Костя носил очки в толстой неуклюжей оправе, щурился, стеснялся, услужливо исполнял поручения для всех, кто лежал в палате вместе с его невестой, принося из магазинов компоты, шоколадки, курево, а то и принадлежности женского туалета. И виделось в его простоте и преданности что-то до такой степени человеческое, чему научиться нельзя, если не возникнет оно и не разовьется в самой глубине души.

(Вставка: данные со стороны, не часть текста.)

PR #3202, opened 2016-06-13
Delay continuations when promises may be involved

### LINKED ISSUE #3073: Handlers and Lifecycle hooks lose domain binding
I'm still trying to work out a proper test case, but what happens is basically the following:

I have a whole bunch of plugins that hook into lifecycle hooks. 
- If I throw inside of a `onRequest` hook, everything works as expected and I get the 500 response.
- If I throw inside of a `onPreHandler` hook, the error is swallowed and the request keeps hanging until it times out.
- If I throw inside of a handler, the error is swallowed and the request keeps hanging

This clearly sounds like a domains problem, especially since I also never receive a `uncaughtException` error.
My investigation seems to point to my authenticator function which makes use of a promise and finally calls the `reply.continue` function as the point where things first go wrong, although I haven't been able to clearly track it down.

I've tried manually binding some of the callbacks to `request._protect.domain` but I didn't have much success.

In the end that means that if a developer isn't careful once with manually managing try/catch etc, loads of requests will hang without any indication on that there was an error happening.

Marsup:
Fixes #3073.

It's important with promises that anything callback-style be called on next tick, otherwise any error will be caught into the promise. I might have missed places where it would happen, happy to complete the PR if you can think of any.

### DIFF
--- a/lib/methods.js
+++ b/lib/methods.js
@@ -96,15 +96,15 @@ internals.Methods.prototype._add = function (name, method, options, realm) {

За год терпеливого лежания в гипсовом корыте Надя выцвела, но не выключалась из обыденного потока жизни. Костя каждый день приносил ей газеты, журналы, рассказывал о стройке, советовался. В ожидании, когда он придет, Надя рисовала. Ее рисунки в карандаше: лесные поляны, горные цепи, полевые избушки, походные костры с таганками, улицы деревень и городов, где она прошла своими ногами или проехала, — поражали Корнея ясностью, устремленностью и романтикой, хотя он честно признался Наде в незнании графики и вообще всяких художеств. На первом листе альбома, как бы объясняя рисунки, Надя вывела чертежным почерком:
«Посмотри, как все прекрасно вокруг! И как просто все это прекрасное!»
По закоулкам, между собой, больные шептались, будто шансов на полное выздоровление у нее совсем мало. Пророчили неподвижность. А никто, впрочем, ничего не знал. Как-то подобралась к ней из соседней палаты Трифоновна, помимо основной болезни страдающая всезнайством и старушечьим любопытством.
— Ну, детушка моя, плоха ты становишься! — участливо зашептала она, наклонясь над изголовьем. — Ай-ай-ай!